- Opening Delimiter -

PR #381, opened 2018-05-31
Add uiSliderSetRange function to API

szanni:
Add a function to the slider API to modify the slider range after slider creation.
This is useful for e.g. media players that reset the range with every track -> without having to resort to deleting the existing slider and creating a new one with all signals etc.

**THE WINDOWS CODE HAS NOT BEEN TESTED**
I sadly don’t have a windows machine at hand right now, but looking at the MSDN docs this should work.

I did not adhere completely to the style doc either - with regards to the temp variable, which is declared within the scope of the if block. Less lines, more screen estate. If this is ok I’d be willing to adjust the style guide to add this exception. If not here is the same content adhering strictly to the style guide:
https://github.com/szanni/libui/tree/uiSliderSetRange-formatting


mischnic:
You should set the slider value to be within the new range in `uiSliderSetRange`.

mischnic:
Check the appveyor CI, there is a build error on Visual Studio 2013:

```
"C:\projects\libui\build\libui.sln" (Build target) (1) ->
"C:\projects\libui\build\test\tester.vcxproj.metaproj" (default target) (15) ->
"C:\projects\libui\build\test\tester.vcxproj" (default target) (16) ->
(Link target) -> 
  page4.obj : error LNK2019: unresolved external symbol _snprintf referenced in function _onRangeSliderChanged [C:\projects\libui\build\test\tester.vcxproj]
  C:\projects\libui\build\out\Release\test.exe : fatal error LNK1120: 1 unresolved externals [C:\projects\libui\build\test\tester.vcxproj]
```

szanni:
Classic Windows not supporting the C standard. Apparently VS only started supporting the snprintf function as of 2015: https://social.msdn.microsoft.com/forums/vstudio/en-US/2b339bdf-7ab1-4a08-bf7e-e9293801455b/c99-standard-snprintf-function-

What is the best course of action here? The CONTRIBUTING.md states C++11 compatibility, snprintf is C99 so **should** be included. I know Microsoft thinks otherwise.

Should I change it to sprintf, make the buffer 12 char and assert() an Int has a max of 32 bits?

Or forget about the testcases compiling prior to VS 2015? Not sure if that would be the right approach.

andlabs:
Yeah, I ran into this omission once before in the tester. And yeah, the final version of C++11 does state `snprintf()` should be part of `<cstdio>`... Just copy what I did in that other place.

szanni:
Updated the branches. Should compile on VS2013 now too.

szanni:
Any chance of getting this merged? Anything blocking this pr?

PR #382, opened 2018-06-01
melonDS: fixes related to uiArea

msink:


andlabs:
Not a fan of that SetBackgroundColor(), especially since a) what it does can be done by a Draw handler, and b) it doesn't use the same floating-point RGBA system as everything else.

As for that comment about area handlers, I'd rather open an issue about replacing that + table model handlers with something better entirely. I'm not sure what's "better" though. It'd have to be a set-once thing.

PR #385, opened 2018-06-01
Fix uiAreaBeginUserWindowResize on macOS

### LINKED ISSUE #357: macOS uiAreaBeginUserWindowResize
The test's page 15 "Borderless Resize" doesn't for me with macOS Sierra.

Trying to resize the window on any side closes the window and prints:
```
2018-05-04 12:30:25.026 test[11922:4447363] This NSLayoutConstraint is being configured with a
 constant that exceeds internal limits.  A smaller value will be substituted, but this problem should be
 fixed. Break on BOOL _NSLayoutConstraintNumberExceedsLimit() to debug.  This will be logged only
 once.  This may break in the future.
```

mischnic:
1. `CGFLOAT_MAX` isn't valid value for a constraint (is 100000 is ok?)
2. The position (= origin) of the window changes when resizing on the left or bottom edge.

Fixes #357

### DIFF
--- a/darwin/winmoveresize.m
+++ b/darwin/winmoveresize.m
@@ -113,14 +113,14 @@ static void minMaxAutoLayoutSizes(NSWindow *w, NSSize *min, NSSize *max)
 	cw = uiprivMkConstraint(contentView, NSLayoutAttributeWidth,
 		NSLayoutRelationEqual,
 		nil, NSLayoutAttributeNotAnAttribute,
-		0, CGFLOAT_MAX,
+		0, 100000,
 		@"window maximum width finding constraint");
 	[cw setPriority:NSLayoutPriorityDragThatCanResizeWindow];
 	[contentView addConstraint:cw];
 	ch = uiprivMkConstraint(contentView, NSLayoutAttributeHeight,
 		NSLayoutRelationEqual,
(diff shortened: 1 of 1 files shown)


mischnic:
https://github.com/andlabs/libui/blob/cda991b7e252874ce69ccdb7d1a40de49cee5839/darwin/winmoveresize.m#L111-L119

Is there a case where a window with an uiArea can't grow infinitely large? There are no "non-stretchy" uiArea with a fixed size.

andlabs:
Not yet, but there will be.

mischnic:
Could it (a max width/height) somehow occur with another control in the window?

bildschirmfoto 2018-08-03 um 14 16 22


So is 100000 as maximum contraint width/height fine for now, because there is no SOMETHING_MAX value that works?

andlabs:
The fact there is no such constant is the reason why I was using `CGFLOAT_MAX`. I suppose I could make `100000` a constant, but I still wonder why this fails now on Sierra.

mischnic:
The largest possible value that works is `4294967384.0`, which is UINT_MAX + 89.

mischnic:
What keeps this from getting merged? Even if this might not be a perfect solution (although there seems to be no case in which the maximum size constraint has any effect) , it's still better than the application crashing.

- Closing Delimiter -

What you should do: Print the records once more, exactly as they were given.

Result of the exercise:
PR #381, opened 2018-05-31
Add uiSliderSetRange function to API

szanni:
Add a function to the slider API to modify the slider range after slider creation.
This is useful for e.g. media players that reset the range with every track -> without having to resort to deleting the existing slider and creating a new one with all signals etc.

**THE WINDOWS CODE HAS NOT BEEN TESTED**
I sadly don’t have a windows machine at hand right now, but looking at the MSDN docs this should work.

I did not adhere completely to the style doc either - with regards to the temp variable, which is declared within the scope of the if block. Less lines, more screen estate. If this is ok I’d be willing to adjust the style guide to add this exception. If not here is the same content adhering strictly to the style guide:
https://github.com/szanni/libui/tree/uiSliderSetRange-formatting


mischnic:
You should set the slider value to be within the new range in `uiSliderSetRange`.

mischnic:
Check the appveyor CI, there is a build error on Visual Studio 2013:

```
"C:\projects\libui\build\libui.sln" (Build target) (1) ->
"C:\projects\libui\build\test\tester.vcxproj.metaproj" (default target) (15) ->
"C:\projects\libui\build\test\tester.vcxproj" (default target) (16) ->
(Link target) -> 
  page4.obj : error LNK2019: unresolved external symbol _snprintf referenced in function _onRangeSliderChanged [C:\projects\libui\build\test\tester.vcxproj]
  C:\projects\libui\build\out\Release\test.exe : fatal error LNK1120: 1 unresolved externals [C:\projects\libui\build\test\tester.vcxproj]
```

szanni:
Classic Windows not supporting the C standard. Apparently VS only started supporting the snprintf function as of 2015: https://social.msdn.microsoft.com/forums/vstudio/en-US/2b339bdf-7ab1-4a08-bf7e-e9293801455b/c99-standard-snprintf-function-

What is the best course of action here? The CONTRIBUTING.md states C++11 compatibility, snprintf is C99 so **should** be included. I know Microsoft thinks otherwise.

Should I change it to sprintf, make the buffer 12 char and assert() an Int has a max of 32 bits?

Or forget about the testcases compiling prior to VS 2015? Not sure if that would be the right approach.

andlabs:
Yeah, I ran into this omission once before in the tester. And yeah, the final version of C++11 does state `snprintf()` should be part of `<cstdio>`... Just copy what I did in that other place.

szanni:
Updated the branches. Should compile on VS2013 now too.

szanni:
Any chance of getting this merged? Anything blocking this pr?

PR #382, opened 2018-06-01
melonDS: fixes related to uiArea

msink:


andlabs:
Not a fan of that SetBackgroundColor(), especially since a) what it does can be done by a Draw handler, and b) it doesn't use the same floating-point RGBA system as everything else.

As for that comment about area handlers, I'd rather open an issue about replacing that + table model handlers with something better entirely. I'm not sure what's "better" though. It'd have to be a set-once thing.

PR #385, opened 2018-06-01
Fix uiAreaBeginUserWindowResize on macOS

### LINKED ISSUE #357: macOS uiAreaBeginUserWindowResize
The test's page 15 "Borderless Resize" doesn't for me with macOS Sierra.

Trying to resize the window on any side closes the window and prints:
```
2018-05-04 12:30:25.026 test[11922:4447363] This NSLayoutConstraint is being configured with a
 constant that exceeds internal limits.  A smaller value will be substituted, but this problem should be
 fixed. Break on BOOL _NSLayoutConstraintNumberExceedsLimit() to debug.  This will be logged only
 once.  This may break in the future.
```

mischnic:
1. `CGFLOAT_MAX` isn't valid value for a constraint (is 100000 is ok?)
2. The position (= origin) of the window changes when resizing on the left or bottom edge.

Fixes #357

### DIFF
--- a/darwin/winmoveresize.m
+++ b/darwin/winmoveresize.m
@@ -113,14 +113,14 @@ static void minMaxAutoLayoutSizes(NSWindow *w, NSSize *min, NSSize *max)
 	cw = uiprivMkConstraint(contentView, NSLayoutAttributeWidth,
 		NSLayoutRelationEqual,
 		nil, NSLayoutAttributeNotAnAttribute,
-		0, CGFLOAT_MAX,
+		0, 100000,
 		@"window maximum width finding constraint");
 	[cw setPriority:NSLayoutPriorityDragThatCanResizeWindow];
 	[contentView addConstraint:cw];
 	ch = uiprivMkConstraint(contentView, NSLayoutAttributeHeight,
 		NSLayoutRelationEqual,
(diff shortened: 1 of 1 files shown)


mischnic:
https://github.com/andlabs/libui/blob/cda991b7e252874ce69ccdb7d1a40de49cee5839/darwin/winmoveresize.m#L111-L119

Is there a case where a window with an uiArea can't grow infinitely large? There are no "non-stretchy" uiArea with a fixed size.

andlabs:
Not yet, but there will be.

mischnic:
Could it (a max width/height) somehow occur with another control in the window?

bildschirmfoto 2018-08-03 um 14 16 22


So is 100000 as maximum contraint width/height fine for now, because there is no SOMETHING_MAX value that works?

andlabs:
The fact there is no such constant is the reason why I was using `CGFLOAT_MAX`. I suppose I could make `100000` a constant, but I still wonder why this fails now on Sierra.

mischnic:
The largest possible value that works is `4294967384.0`, which is UINT_MAX + 89.

mischnic:
What keeps this from getting merged? Even if this might not be a perfect solution (although there seems to be no case in which the maximum size constraint has any effect) , it's still better than the application crashing.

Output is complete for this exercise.